**Your task:** Exactly as written, set down every entry once more.

============

Issue #6783, opened 2022-06-19
CMAKE_INSTALL_PREFIX is not honored


bryanloz-xilinx:
The XRT package is not relocatable.

https://github.com/Xilinx/XRT/blob/master/src/CMakeLists.txt#L69

/opt/xilinx is hardcoded in 56 different files within XRT.

bryanloz-xilinx:
@gbuildx @NaAl-Xlnx 
Can you please take a look at the build pipelines and make sure that `/opt/xilinx` or `/opt/xilinx/xrt` is not hardcoded anywhere in the build pipeline or in any automated tests?

In the near future we would like to install XRT to `/usr/` by default.

qberthet:
@stsoe what is the status of this issue? In the discussion under #6779 you mention that you want to address this issue but "will not promise a quick fix".

I would like to weight in that XRT not being relocatable is a problem for the large project I work on. Knowing when we could expect a fix for this could be of great help. Thanks!

qberthet:
Now that  #7835 is merged, shouldn't this issue be closed ? Or is there still something else to it?
Thanks!

stsoe:
Thanks @qberthet.  The PR was missing meta comment for closing the issue.

PR #7825, opened 2023-11-30
Enabling setting XRT install prefix to custom location on Linux build…

zhangchiming:
Problem solved by the commit
Enabled setting XRT install prefix to custom location on Linux build.

https://github.com/Xilinx/XRT/issues/6783

Modified corresponding CMake files, Makefiles and build scripts.

Low

Built XRT on Ubuntu 22.04.

Documentation impact (if any)
NA

### DIFF
--- a/build/board.sh
+++ b/build/board.sh
@@ -10,9 +10,6 @@ XRTBUILD=$(readlink -f $(dirname ${BASH_SOURCE[0]}))
 # Environment
 ################################################################
 xrt=$XRTBUILD/Release/opt/xilinx/xrt
-if [ x"${XRT_INSTALL_PREFIX}" != "x" ]; then
-    xrt="$XRTBUILD/Release"$XRT_INSTALL_PREFIX"/xrt"
-fi
 board=vcu1525
 keep=1
 sync=0
--- a/build/board.sh
+++ b/build/board.sh
@@ -10,7 +10,9 @@ XRTBUILD=$(readlink -f $(dirname ${BASH_SOURCE[0]}))
 # Environment
 ################################################################
 xrt=$XRTBUILD/Release/opt/xilinx/xrt
-
+if [ x"${XRT_INSTALL_PREFIX}" != "x" ]; then
+    xrt="$XRTBUILD/Release"$XRT_INSTALL_PREFIX"/xrt"
+fi
 board=vcu1525
 keep=1
 sync=0
--- a/build/build.sh
+++ b/build/build.sh
@@ -240,8 +240,7 @@ edge_dir=${EDGE_DIR:-Edge}
 cmake_flags+=" -DXRT_ENABLE_WERROR=$werror"
 
 # set CMAKE_INSTALL_PREFIX
-export XRT_INSTALL_PREFIX=$xrt_install_prefix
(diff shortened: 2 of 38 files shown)


build/board.sh
```diff
@@ -10,7 +10,9 @@ XRTBUILD=$(readlink -f $(dirname ${BASH_SOURCE[0]}))
 # Environment
 ################################################################
 xrt=$XRTBUILD/Release/opt/xilinx/xrt
-
+if [ x"${XRT_INSTALL_PREFIX}" != "x" ]; then
+    xrt="$XRTBUILD/Release"$XRT_INSTALL_PREFIX"/xrt"
+fi
```
stsoe, line 15: Where does XRT_INSTALL_PREFIX come from?  I don't see it is this script?  
board.sh is a very old legacy script, I don't think it needs to support anything but the default install prefix, I say we revert the changes in this one file.

build/build.sh
```diff
@@ -232,6 +239,10 @@ edge_dir=${EDGE_DIR:-Edge}
 # Disable with '-disable-werror' option.
 cmake_flags+=" -DXRT_ENABLE_WERROR=$werror"
 
+# set CMAKE_INSTALL_PREFIX
+export XRT_INSTALL_PREFIX=$xrt_install_prefix
```
stsoe, line 243: Why export?  This script is not sourced, it is used only for invoking the build.  Isn't it sufficient to set CMAKE_INSTALL_PREFIX to xrt_install_prefix?  Do we need the XRT_INSTALL_PREFIX variable at all?

stsoe (commented):
Thanks for working on relocation, this is long overdue.
I have a fundamental question regarding env XRT_INSTALL_PREFIX.  I didn't get too far reviewing all changes, I need to understand the reason for this external ENV var first.

build/board.sh
zhangchiming: Ok. I will remove it.

build/build.sh
zhangchiming: I thought it would be simpler to have a separate variable XRT_INSTALL_PREFIX for XRT install location. I will modify it to use CMAKE_INSTALL_PREFIX only.

abidihaider:
Hi @zhangchiming, 

I just wanted to reach out and ask about this pull request. We have been trying to get XRT in one of research framework at CERN and this hardcoded path has been a huge blocker on our end. So we were pretty excited to see that you were able to figure this out? However, I see this request being closed. Are there plans from your side to continue and still push this fix in?

abidihaider:
> > Hi @zhangchiming,
> > I just wanted to reach out and ask about this pull request. We have been trying to get XRT in one of research framework at CERN and this hardcoded path has been a huge blocker on our end. So we were pretty excited to see that you were able to figure this out? However, I see this request being closed. Are there plans from your side to continue and still push this fix in?
> 
> I run into some problem with pull request DCO verification because my email was originally set to private in github profile. "[144274849+zhangchiming@users.noreply.github.com](mailto:144274849+zhangchiming@users.noreply.github.com)" is expected sign off email even after I set the email to public. I will submit another pull request soon.

Awesome! Thank you so so much :)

============

**Answer to this exercise:**
Issue #6783, opened 2022-06-19
CMAKE_INSTALL_PREFIX is not honored


bryanloz-xilinx:
The XRT package is not relocatable.

https://github.com/Xilinx/XRT/blob/master/src/CMakeLists.txt#L69

/opt/xilinx is hardcoded in 56 different files within XRT.

bryanloz-xilinx:
@gbuildx @NaAl-Xlnx 
Can you please take a look at the build pipelines and make sure that `/opt/xilinx` or `/opt/xilinx/xrt` is not hardcoded anywhere in the build pipeline or in any automated tests?

In the near future we would like to install XRT to `/usr/` by default.

qberthet:
@stsoe what is the status of this issue? In the discussion under #6779 you mention that you want to address this issue but "will not promise a quick fix".

I would like to weight in that XRT not being relocatable is a problem for the large project I work on. Knowing when we could expect a fix for this could be of great help. Thanks!

qberthet:
Now that  #7835 is merged, shouldn't this issue be closed ? Or is there still something else to it?
Thanks!

stsoe:
Thanks @qberthet.  The PR was missing meta comment for closing the issue.

PR #7825, opened 2023-11-30
Enabling setting XRT install prefix to custom location on Linux build…

zhangchiming:
Problem solved by the commit
Enabled setting XRT install prefix to custom location on Linux build.

https://github.com/Xilinx/XRT/issues/6783

Modified corresponding CMake files, Makefiles and build scripts.

Low

Built XRT on Ubuntu 22.04.

Documentation impact (if any)
NA

### DIFF
--- a/build/board.sh
+++ b/build/board.sh
@@ -10,9 +10,6 @@ XRTBUILD=$(readlink -f $(dirname ${BASH_SOURCE[0]}))
 # Environment
 ################################################################
 xrt=$XRTBUILD/Release/opt/xilinx/xrt
-if [ x"${XRT_INSTALL_PREFIX}" != "x" ]; then
-    xrt="$XRTBUILD/Release"$XRT_INSTALL_PREFIX"/xrt"
-fi
 board=vcu1525
 keep=1
 sync=0
--- a/build/board.sh
+++ b/build/board.sh
@@ -10,7 +10,9 @@ XRTBUILD=$(readlink -f $(dirname ${BASH_SOURCE[0]}))
 # Environment
 ################################################################
 xrt=$XRTBUILD/Release/opt/xilinx/xrt
-
+if [ x"${XRT_INSTALL_PREFIX}" != "x" ]; then
+    xrt="$XRTBUILD/Release"$XRT_INSTALL_PREFIX"/xrt"
+fi
 board=vcu1525
 keep=1
 sync=0
--- a/build/build.sh
+++ b/build/build.sh
@@ -240,8 +240,7 @@ edge_dir=${EDGE_DIR:-Edge}
 cmake_flags+=" -DXRT_ENABLE_WERROR=$werror"
 
 # set CMAKE_INSTALL_PREFIX
-export XRT_INSTALL_PREFIX=$xrt_install_prefix
(diff shortened: 2 of 38 files shown)


build/board.sh
```diff
@@ -10,7 +10,9 @@ XRTBUILD=$(readlink -f $(dirname ${BASH_SOURCE[0]}))
 # Environment
 ################################################################
 xrt=$XRTBUILD/Release/opt/xilinx/xrt
-
+if [ x"${XRT_INSTALL_PREFIX}" != "x" ]; then
+    xrt="$XRTBUILD/Release"$XRT_INSTALL_PREFIX"/xrt"
+fi
```
stsoe, line 15: Where does XRT_INSTALL_PREFIX come from?  I don't see it is this script?  
board.sh is a very old legacy script, I don't think it needs to support anything but the default install prefix, I say we revert the changes in this one file.

build/build.sh
```diff
@@ -232,6 +239,10 @@ edge_dir=${EDGE_DIR:-Edge}
 # Disable with '-disable-werror' option.
 cmake_flags+=" -DXRT_ENABLE_WERROR=$werror"
 
+# set CMAKE_INSTALL_PREFIX
+export XRT_INSTALL_PREFIX=$xrt_install_prefix
```
stsoe, line 243: Why export?  This script is not sourced, it is used only for invoking the build.  Isn't it sufficient to set CMAKE_INSTALL_PREFIX to xrt_install_prefix?  Do we need the XRT_INSTALL_PREFIX variable at all?

stsoe (commented):
Thanks for working on relocation, this is long overdue.
I have a fundamental question regarding env XRT_INSTALL_PREFIX.  I didn't get too far reviewing all changes, I need to understand the reason for this external ENV var first.

build/board.sh
zhangchiming: Ok. I will remove it.

build/build.sh
zhangchiming: I thought it would be simpler to have a separate variable XRT_INSTALL_PREFIX for XRT install location. I will modify it to use CMAKE_INSTALL_PREFIX only.

abidihaider:
Hi @zhangchiming, 

I just wanted to reach out and ask about this pull request. We have been trying to get XRT in one of research framework at CERN and this hardcoded path has been a huge blocker on our end. So we were pretty excited to see that you were able to figure this out? However, I see this request being closed. Are there plans from your side to continue and still push this fix in?

abidihaider:
> > Hi @zhangchiming,
> > I just wanted to reach out and ask about this pull request. We have been trying to get XRT in one of research framework at CERN and this hardcoded path has been a huge blocker on our end. So we were pretty excited to see that you were able to figure this out? However, I see this request being closed. Are there plans from your side to continue and still push this fix in?
> 
> I run into some problem with pull request DCO verification because my email was originally set to private in github profile. "[144274849+zhangchiming@users.noreply.github.com](mailto:144274849+zhangchiming@users.noreply.github.com)" is expected sign off email even after I set the email to public. I will submit another pull request soon.

Awesome! Thank you so so much :)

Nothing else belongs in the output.